PR #655, opened 2016-11-14
Filter drawer fix

anitawoodruff:
Just delay slightly when we fill the tag filter drawer - from onCreate to onActivityCreated.

Android onCreate docs advise this:

"Note that this can be called while the fragment's activity is still in the process of being created. As such, you can not rely on things like the activity's content view hierarchy being initialized at this point. If you want to do work once the activity itself is created, see onActivityCreated(Bundle)."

- - -

■ WHAT IS NEEDED:
Exactly the lines from the one containing "Android onCreate docs" through the last line of the records are to be transcribed, both endpoints included.

■ OUTPUT BELOW:
Android onCreate docs advise this:

"Note that this can be called while the fragment's activity is still in the process of being created. As such, you can not rely on things like the activity's content view hierarchy being initialized at this point. If you want to do work once the activity itself is created, see onActivityCreated(Bundle)."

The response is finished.